*** Opening Given data ***

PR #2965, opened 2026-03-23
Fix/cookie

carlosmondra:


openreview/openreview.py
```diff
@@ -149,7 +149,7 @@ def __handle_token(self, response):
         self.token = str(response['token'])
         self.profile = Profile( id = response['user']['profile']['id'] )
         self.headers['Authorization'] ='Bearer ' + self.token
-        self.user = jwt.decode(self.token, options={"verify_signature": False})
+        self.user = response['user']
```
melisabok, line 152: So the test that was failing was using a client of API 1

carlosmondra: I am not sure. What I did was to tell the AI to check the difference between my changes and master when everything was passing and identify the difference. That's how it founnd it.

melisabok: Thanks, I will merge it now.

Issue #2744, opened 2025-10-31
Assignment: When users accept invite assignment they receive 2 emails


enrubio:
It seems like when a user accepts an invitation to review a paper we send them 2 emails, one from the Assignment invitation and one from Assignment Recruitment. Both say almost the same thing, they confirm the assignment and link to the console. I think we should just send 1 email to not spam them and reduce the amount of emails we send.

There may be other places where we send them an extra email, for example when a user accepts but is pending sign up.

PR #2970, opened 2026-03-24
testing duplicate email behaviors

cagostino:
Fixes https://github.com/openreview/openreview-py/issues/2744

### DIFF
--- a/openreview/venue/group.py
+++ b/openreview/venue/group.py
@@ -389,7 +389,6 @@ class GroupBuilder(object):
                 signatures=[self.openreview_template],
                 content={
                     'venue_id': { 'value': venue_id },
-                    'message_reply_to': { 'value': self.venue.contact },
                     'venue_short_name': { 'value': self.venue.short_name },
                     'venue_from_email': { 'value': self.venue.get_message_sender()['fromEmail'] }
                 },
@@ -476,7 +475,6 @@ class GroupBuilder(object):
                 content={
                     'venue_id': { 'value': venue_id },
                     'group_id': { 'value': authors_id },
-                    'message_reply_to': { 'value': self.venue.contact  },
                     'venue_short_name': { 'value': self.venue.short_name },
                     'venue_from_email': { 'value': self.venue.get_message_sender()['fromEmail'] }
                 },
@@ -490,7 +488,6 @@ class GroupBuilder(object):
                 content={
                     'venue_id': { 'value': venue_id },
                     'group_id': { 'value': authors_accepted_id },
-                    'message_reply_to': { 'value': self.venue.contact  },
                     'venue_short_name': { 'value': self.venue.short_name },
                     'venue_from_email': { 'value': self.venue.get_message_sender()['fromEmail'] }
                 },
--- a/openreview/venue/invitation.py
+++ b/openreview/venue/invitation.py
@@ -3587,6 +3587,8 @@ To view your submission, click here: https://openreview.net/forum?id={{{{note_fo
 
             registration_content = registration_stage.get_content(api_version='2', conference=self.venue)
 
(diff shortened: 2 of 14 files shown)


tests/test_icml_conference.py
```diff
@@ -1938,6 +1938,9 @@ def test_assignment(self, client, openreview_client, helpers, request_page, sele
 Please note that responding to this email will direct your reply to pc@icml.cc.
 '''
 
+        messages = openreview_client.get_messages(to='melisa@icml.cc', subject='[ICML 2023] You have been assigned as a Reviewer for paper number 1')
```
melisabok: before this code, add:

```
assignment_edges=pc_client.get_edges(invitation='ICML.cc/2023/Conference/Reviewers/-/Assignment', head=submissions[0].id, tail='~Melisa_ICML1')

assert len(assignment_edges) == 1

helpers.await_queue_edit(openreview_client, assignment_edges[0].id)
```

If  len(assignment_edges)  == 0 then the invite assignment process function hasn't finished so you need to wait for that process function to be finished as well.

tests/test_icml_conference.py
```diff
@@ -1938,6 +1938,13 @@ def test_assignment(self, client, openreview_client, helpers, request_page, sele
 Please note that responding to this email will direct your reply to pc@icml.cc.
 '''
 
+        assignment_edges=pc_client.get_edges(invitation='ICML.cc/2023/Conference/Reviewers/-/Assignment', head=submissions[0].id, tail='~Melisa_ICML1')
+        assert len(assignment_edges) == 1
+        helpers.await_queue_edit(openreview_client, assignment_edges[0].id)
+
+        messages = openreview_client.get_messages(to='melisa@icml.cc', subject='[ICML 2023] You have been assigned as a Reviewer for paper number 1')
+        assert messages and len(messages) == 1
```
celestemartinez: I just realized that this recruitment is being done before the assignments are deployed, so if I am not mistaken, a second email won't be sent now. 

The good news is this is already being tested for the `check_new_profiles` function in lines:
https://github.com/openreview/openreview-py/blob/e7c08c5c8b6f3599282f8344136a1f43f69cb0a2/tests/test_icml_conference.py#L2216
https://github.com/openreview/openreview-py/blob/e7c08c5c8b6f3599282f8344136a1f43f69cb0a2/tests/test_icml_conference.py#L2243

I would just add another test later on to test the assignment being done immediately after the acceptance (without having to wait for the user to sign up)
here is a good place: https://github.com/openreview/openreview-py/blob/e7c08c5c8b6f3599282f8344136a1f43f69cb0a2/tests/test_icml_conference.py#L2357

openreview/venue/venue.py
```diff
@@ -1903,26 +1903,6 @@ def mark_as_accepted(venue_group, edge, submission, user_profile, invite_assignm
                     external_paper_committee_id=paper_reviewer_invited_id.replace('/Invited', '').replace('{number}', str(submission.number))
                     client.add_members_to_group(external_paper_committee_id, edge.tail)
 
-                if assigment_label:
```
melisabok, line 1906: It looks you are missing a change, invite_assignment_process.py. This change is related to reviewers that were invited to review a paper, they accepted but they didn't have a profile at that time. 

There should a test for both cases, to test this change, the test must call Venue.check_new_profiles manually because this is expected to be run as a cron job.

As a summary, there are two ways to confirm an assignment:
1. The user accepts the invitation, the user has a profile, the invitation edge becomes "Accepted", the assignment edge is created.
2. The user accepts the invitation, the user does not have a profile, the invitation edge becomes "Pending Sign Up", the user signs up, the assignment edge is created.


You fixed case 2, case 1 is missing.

*** Closing Given data ***

* To do
Find the lines above that contain the word "tail" and copy each one.

* Result of the task
assignment_edges=pc_client.get_edges(invitation='ICML.cc/2023/Conference/Reviewers/-/Assignment', head=submissions[0].id, tail='~Melisa_ICML1')
+        assignment_edges=pc_client.get_edges(invitation='ICML.cc/2023/Conference/Reviewers/-/Assignment', head=submissions[0].id, tail='~Melisa_ICML1')
                     client.add_members_to_group(external_paper_committee_id, edge.tail)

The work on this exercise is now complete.